I can probably improve the GAP results on the Intel Xeon processor platform (Table 3) with a few simple changes like using the Intel® compiler and aggressive optimization and vectorization, tweaking the OpenMP OMP_PROC_BIND and OMP_PLACES environment variables, experimenting with the numactl utility, adjusting page sizes, etc.—but that’s not the purpose of this article. My goal is to show how easy it is to get comprehensive, objective, and reproducible graph analytics performance data without obfuscation or resorting to benchmarking tricks.

References

  1. Processor: Intel® Xeon® Gold 6252 (2.1 GHz, 24 cores), HyperThreading enabled (48 virtual cores per socket); Memory: 384 GB Micron DDR4-2666; Operating system: Ubuntu Linux* release 4.15.0-29, kernel 31.x86_64; Software: GAP Benchmark Suite (downloaded and run September 2019). Processor: NVIDIA Tesla V100*; Memory: 16 GB; Operating system: Ubuntu Linux release 4.15.0-1047-aws, kernel 49.x86_64; Software: RAPIDS v0.9.0 (downloaded and run September 2019).

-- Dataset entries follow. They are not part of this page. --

PR #802, opened 2017-07-24
(seafile-client) change URL from bintray to seadrive.org

octomike:
## Description

The bintray.com URL never worked for me.. don't why that was or is. Also I'm not sure how or if `update.ps1` would modify `tools/chocolateyInstall.ps1`. 
I checked the hash, it's still the same file - you never know.

## Motivation and Context

The package was broken.

## How Has this Been Tested?

`choco install seafile-client -s .`

### DIFF
--- a/automatic/seafile-client/tools/chocolateyInstall.ps1
+++ b/automatic/seafile-client/tools/chocolateyInstall.ps1
@@ -7,7 +7,7 @@ $packageArgs = @{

  2. Source: https://www.microway.com/hpc-tech-tips/nvidia-tesla-v100-price-analysis/ (accessed September 2019) and https://ark.intel.com/content/www/us/en/ark/products/192447/intel-xeon-gold-6252-processor-
    35-75m-cache-2-10-ghz.html (accessed September 2019)
  3. Source: https://aws.amazon.com/ec2/pricing/on-demand/ (accessed September 2019)
  4. See “Boosting the Performance of Graph Analytics Workloads” if you’re interested in tuning GAP.